Inovar não significa apenas colocar novos produtos na gôndola. Quando uma novidade entra sem objetivo, prazo de avaliação ou critério de permanência, o supermercado pode confundir movimento com progresso. O lançamento parece moderno, mas acrescenta estoque, tarefas e despesas sem entregar resultado.


Corredor de loja de bebidas com prateleiras cheias de cervejas e vinhos; clientes circulam sob piso geométrico colorido.

O custo começa na compra e continua no cadastro, armazenamento, exposição, reposição, comunicação, inventário e controle de validade. A reportagem “Quando diversificar deixa de gerar resultado no supermercado” mostra que mais SKUs aumentam a complexidade e podem reduzir a visibilidade dos itens de maior giro.

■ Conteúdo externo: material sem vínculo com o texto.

PR #213, opened 2019-02-05
Finalizes player display on asset#show

jasoncorum:
* Stores frame_height and frame_width in DigitalInstantiationActor
* Adds top level empty range for iiif_av
* Only uses Hyrax::IiifAv::ManifestRange if we have media


afred:
@jasoncorum what does this actually change? Can you post a screen shot?

jasoncorum:
The biggest thing display-wise was that there was a 100% width specified in the CSS that we removed and then center the player using an auto margin.

screen shot 2019-02-05 at 10 12 24 am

A inovação precisa partir de uma hipótese clara. O produto foi incluído para atender um novo público, completar uma faixa de preço, aproveitar uma tendência ou diferenciar a loja? A resposta define o que será medido. Vendas, margem em reais, giro, perdas, cobertura, repetição de compra e efeito sobre os demais itens da categoria ajudam a avaliar o lançamento.


Tecnologia também pode apoiar essa decisão. A matéria sobre como a inteligência artificial pode reduzir rupturas e excessos apresenta análises por SKU e por loja.

Uma prática possível é testar a novidade em poucas lojas ou durante um período definido, estabelecer metas e decidir previamente o que acontece se o resultado não aparecer. Inovação verdadeira gera valor para o cliente e para a empresa; sem gestão do mix, ela pode se tornar apenas um custo apresentado como progresso.